使用済み紙おむつの炭素化システムの開発

リサイクル技術

使用済み紙おむつは、年間200万トン以上がごみとして主に焼却処理され、燃えるごみの4~6%を占めると言われています。使用済み紙おむつは、多くの水分を吸収しているため、焼却炉の燃焼効率を悪化させる原因になります。
今後、高齢化による大人用紙おむつの使用量の増加に伴いごみの量が増えると予想されています。
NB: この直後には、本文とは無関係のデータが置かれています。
PR #2468, opened 2026-07-23
feat(agents): add Hermes ACP and external-agent integration

NYTEMODEONLY:
## Summary

- add Hermes Agent to the Desktop runtime catalog and document local/VPS deployment
- prefer the official `hermes acp` entrypoint, retain direct `hermes-acp` fallback, and verify optional ACP dependencies with the matching `--check` command
- recognize exact `python` and `python3` interpreter names for marker-owned managed-process cleanup without admitting versioned prefixes or unrelated Python jobs
- publish complete kind `10100` directory profiles from externally hosted `buzz-acp` agents and refresh them after membership changes
- derive external-agent ownership only from a verified NIP-OA auth tag
- show eligible externally hosted agents under **External agents** without local runtime controls
- use live kind `20001` presence for external cards and ignore policy-only kind `10100` records as directory entries
- let verified owners customize an external agent's Buzz display name and avatar without changing its runtime-owned state
- resolve that owner presentation consistently across cards, profiles, messages, mentions, DMs, and sidebars
- ingest encrypted kind `24200` ACP activity from verified owner-declared relay agents into the same Desktop Activity surface used by managed agents
- document the complete external-agent deployment, presentation, observer, and troubleshooting path

## Root cause

Externally hosted agents could have valid identity, ownership, and channel membership while remaining absent from Desktop mention surfaces. Their replaceable kind `10100` record was incomplete, policy changes could clobber it, and Desktop did not carry verified owner identity into eligibility checks.

After directory discovery was fixed, three additional gaps remained: owner-selected external-agent presentation did not win in profile-backed message/sidebar surfaces, observer ingestion only considered locally managed agents, and the Agents card incorrectly treated persistent directory metadata as live presence. Policy-only kind `10100` records could also appear as raw-key cards even though they were not complete agent declarations.

The new path remains fail-closed. Desktop ignores self-claimed owner fields, trusts only a cryptographically valid NIP-OA auth tag, admits only verified owner-declared relay agents to observer ingestion, requires a non-empty `name` or `display_name` for a directory card, and keeps interrupt/runtime controls local-only. Card liveness comes from the same ephemeral kind `20001` heartbeat used by DMs and profile surfaces.

## Hermes runtime design

[...]

PR #2633, opened 2026-07-23
feat(acp): Hermes runtime discovery and durable session load

joelbrilliant:
Rescoped to persistence only, now that #2773 has landed.

The original version of this PR also did Hermes runtime discovery and registration. #2773 makes that generic (Hermes ships as a tier-2 preset on main), so all of it is dropped. What is left is the one piece none of the competing Hermes PRs covered: durable session bindings. That takes this from +1051/-29 across 18 files to +643/-7 across 6.

## What

Channel to ACP session bindings are in-memory only, so every harness restart begins a cold conversation even against an agent that advertises `loadSession`. This persists the mapping as a small JSON sidecar under the process data directory, keyed by `(agent command identity, agent args, channel id)` so different agent binaries and profiles never share bindings. Heartbeats stay ephemeral and are never stored.

## Cross-process safety

The store is a shared file, so a process-local cache alone is unsafe: two `buzz-acp` processes with the same agent identity would clobber each other. Every read and mutation takes a sibling lockfile, reloads the on-disk map under that lock, then writes atomically.

Removal is conditional on purpose. After a failed `session/load` another process may already have written a newer session for the same channel, so `remove_if_equals` only drops the binding it actually failed to load. A key-only remove would delete the fresher one, so the unconditional variant is deliberately not part of the API.

## Verification

| | Result |
|---|---|
| `cargo test -p buzz-acp` | 604 passed, 0 failed |
| `cargo clippy -p buzz-acp --all-targets -- -D warnings` | clean |
| `cargo fmt -p buzz-acp --check` | clean |
| `cargo check -p buzz-acp --locked` | clean |

Rebased onto `main` at the post-#2773 merge. `Cargo.lock` is included this time, so `--locked` builds do not drift.

## Coordination

The split was agreed publicly on #2656: land the runtime registration work first, then rebase this down to session persistence on top. #2773 landed that seam generically instead, which is the better outcome, so this now sits on top of #2773 rather than #2656. No overlap remains with either.

### DIFF
--- a/crates/buzz-acp/src/acp.rs
+++ b/crates/buzz-acp/src/acp.rs
@@ -689,6 +689,47 @@ impl AcpClient {
             .session_id)
     }
 
+    /// Send `session/load` for an existing ACP session id.
+    ///
+    /// Used after harness restart when a durable channel→session binding is
+    /// known and the agent advertised `agentCapabilities.loadSession`.
+    /// History-replay `session/update` notifications are consumed by the
+    /// request loop and logged only — they are not re-published to Buzz.
+    pub async fn session_load_full(
+        &mut self,
+        cwd: &str,
+        session_id: &str,
+        mcp_servers: Vec<McpServer>,
+    ) -> Result<SessionNewResponse, AcpError> {
+        let params = serde_json::json!({
+            "cwd": cwd,
+            "sessionId": session_id,
+            "mcpServers": mcp_servers,
+        });
+        let result = self.send_request("session/load", params).await?;
+        // Spec-compliant agents may omit sessionId on load (it is implied).
+        // Prefer the request id so callers always have a concrete binding.
+        let resolved_id = result
+            .get("sessionId")
+            .and_then(|v| v.as_str())
+            .unwrap_or(session_id)
+            .to_owned();
+        tracing::info!(target: "acp::session", "session loaded: {resolved_id}");
+        Ok(SessionNewResponse {
+            session_id: resolved_id,
+            raw: result,
+        })
+    }
+
+    /// Returns true when an initialize result advertises `loadSession`.
+    pub fn agent_supports_load_session(init_result: &serde_json::Value) -> bool {
+        init_result
+            .get("agentCapabilities")
+            .and_then(|caps| caps.get("loadSession"))
+            .and_then(|v| v.as_bool())
+            .unwrap_or(false)
+    }
+
     /// Send Goose's custom system-prompt request after `session/new`.
     pub async fn session_set_goose_system_prompt(
         &mut self,
--- a/crates/buzz-acp/src/acp.rs
+++ b/crates/buzz-acp/src/acp.rs
@@ -694,7 +694,8 @@ impl AcpClient {
     /// Used after harness restart when a durable channel→session binding is
     /// known and the agent advertised `agentCapabilities.loadSession`.
     /// History-replay `session/update` notifications are consumed by the
-    /// request loop and logged only — they are not re-published to Buzz.
+    /// request loop without entering the observer feed, so relay observers do
+    /// not republish the loaded transcript.
     pub async fn session_load_full(
         &mut self,
         cwd: &str,
@@ -706,7 +707,9 @@ impl AcpClient {
             "sessionId": session_id,
             "mcpServers": mcp_servers,
         });
-        let result = self.send_request("session/load", params).await?;
+        let result = self
+            .send_request_with_session_update_observer("session/load", params, false)
+            .await?;
         // Spec-compliant agents may omit sessionId on load (it is implied).
         // Prefer the request id so callers always have a concrete binding.
         let resolved_id = result
@@ -1108,7 +1111,7 @@ impl AcpClient {
     /// Send a JSON-RPC request and wait for the matching response.
     ///
     /// Assigns the next available id, writes the NDJSON line to stdin,
-    /// then calls [`read_until_response`](Self::read_until_response).
+    /// then reads until the matching response arrives.
     ///
     /// The write phase is bounded by `WRITE_TIMEOUT` (30s) and the read phase
     /// by `REQUEST_TIMEOUT` (60s), so worst-case wall clock is ~90s. Non-prompt
@@ -1118,6 +1121,16 @@ impl AcpClient {
         &mut self,
         method: &str,
         params: serde_json::Value,
+    ) -> Result<serde_json::Value, AcpError> {
+        self.send_request_with_session_update_observer(method, params, true)
+            .await
+    }
+
+    async fn send_request_with_session_update_observer(
+        &mut self,
+        method: &str,
+        params: serde_json::Value,
+        observe_session_updates: bool,
     ) -> Result<serde_json::Value, AcpError> {
         let id = self.next_id;
         self.next_id += 1;
@@ -1140,7 +1153,12 @@ impl AcpClient {
             Err(_) => return Err(AcpError::Timeout(timeout)),
         }
 
-        match tokio::time::timeout(timeout, self.read_until_response(id)).await {
+        match tokio::time::timeout(
+            timeout,
+            self.read_until_response_with_session_update_observer(id, observe_session_updates),
+        )
+        .await
+        {
             Ok(result) => result,
             Err(_) => Err(AcpError::Timeout(timeout)),
         }
@@ -1150,7 +1168,7 @@ impl AcpClient {
     ///
     /// After a [`AcpError::Timeout`] from [`send_request`], the agent may
     /// eventually send the late response. That stale message will sit in the
-    /// `BufReader` buffer and be silently skipped by the next `read_until_response`
+    /// `BufReader` buffer and be silently skipped by the next response-read
     /// call (ID mismatch). However, if the caller wants a clean slate — e.g.
     /// before retrying the same method — they can call this to consume any
     /// buffered data with a short deadline.
@@ -1210,9 +1228,10 @@ impl AcpClient {
     ///
     /// Compares the incoming `id` field as a `serde_json::Value` against
     /// `json!(expected_id)` so that both numeric and string IDs work correctly.
-    async fn read_until_response(
+    async fn read_until_response_with_session_update_observer(
         &mut self,
         expected_id: u64,
+        observe_session_updates: bool,
     ) -> Result<serde_json::Value, AcpError> {
         loop {
             // LinesCodec::new_with_max_length enforces MAX_LINE_SIZE at the
@@ -1256,7 +1275,11 @@ impl AcpClient {
                     continue;
                 }
             };
-            self.observe("acp_read", msg.clone());
+            let is_session_update =
+                msg.get("method").and_then(|v| v.as_str()) == Some("session/update");
+            if observe_session_updates || !is_session_update {
+                self.observe("acp_read", msg.clone());
+            }
 
             // Check if this is a response to our expected request (has matching id
             // AND no `method` field — a `method` field means it's an agent-initiated
@@ -1303,7 +1326,7 @@ impl AcpClient {
         }
     }
 
-    /// Idle-aware message loop: like [`read_until_response`] but resets an idle
+    /// Idle-aware message loop: like the regular response-read path but resets an idle
     /// deadline on every stdout line. Fires [`AcpError::IdleTimeout`] on silence
     /// or [`AcpError::HardTimeout`] on absolute wall-clock cap.
     ///
@@ -3292,6 +3315,57 @@ mod tests {
             .await;
         assert!(result.is_ok(), "expected Ok, got {result:?}");
         assert_eq!(result.unwrap()["worked"], serde_json::json!(true));
+    }
+
+    #[tokio::test]
+    async fn session_load_suppresses_replayed_updates_from_observer_only() {
+        let script = r#"
+            read -t 2 _load
+            echo '{"jsonrpc":"2.0","method":"session/update","params":{"marker":"replayed"}}'
+            echo '{"jsonrpc":"2.0","id":0,"result":{}}'
+            read -t 2 _next
+            echo '{"jsonrpc":"2.0","method":"session/update","params":{"marker":"live"}}'
+            echo '{"jsonrpc":"2.0","id":1,"result":{"worked":true}}'
+            sleep 1
+        "#;
+        let mut client = spawn_script(script).await;
+        let observer = crate::observer::ObserverHandle::in_process();
+        client.set_observer(Some(observer.clone()), 0);
+
+        let loaded = client
+            .session_load_full("/", "sess-existing", Vec::new())
+            .await
+            .expect("session/load should succeed");
+        assert_eq!(loaded.session_id, "sess-existing");
+
+        let next = client
+            .send_request("test/echo", serde_json::json!({}))
+            .await
+            .expect("follow-up request should succeed");
+        assert_eq!(next["worked"], serde_json::json!(true));
+
+        let observed_reads: Vec<_> = observer
+            .snapshot()
+            .into_iter()
+            .filter(|event| event.kind == "acp_read")
+            .map(|event| event.payload)
+            .collect();
+        assert!(
+            !observed_reads
+                .iter()
+                .any(|payload| payload["params"]["marker"] == "replayed"),
+            "session/load replay updates must not enter the observer feed"
+        );
+        assert!(
+            observed_reads
+                .iter()
+                .any(|payload| payload["params"]["marker"] == "live"),
+            "normal session updates must remain observable after load"
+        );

有効なリサイクル技術の確立が期待されている一方で、実現には多くの課題があります。

使用済み紙おむつリサイクルの抱える主な課題として2つ挙げられます。

  1. 使用済み紙おむつは排泄物を含み、2~4倍の重量になるため、保管・回収・運搬時にかさばり、悪臭の発生など衛生面の観点からも、頻繁な回収が必要となります。
  2. リサイクルするためには、構成素材を種類ごとに分離する必要がありますが、紙おむつはパルプと多種のプラスチックで構成されているため、種類ごとの分離が技術的に難しい側面があります。

花王では、介護施設などで利用実績がある既存のおむつ処理装置並びに生ごみの炭化装置をベースに、新たな「炭素化装置」の開発を進めました。2021年11月に、愛媛県西条市の保育施設に「炭素化装置」を設置し、実証実験を進めています。
また、「炭素化装置」から得られる炭素化した使用済み紙おむつの活用例として、保水・土壌改質剤、植物育成や下水処理への活用検討や、電子材料等の高度リサイクル素材への変換をめざし、研究を進めています。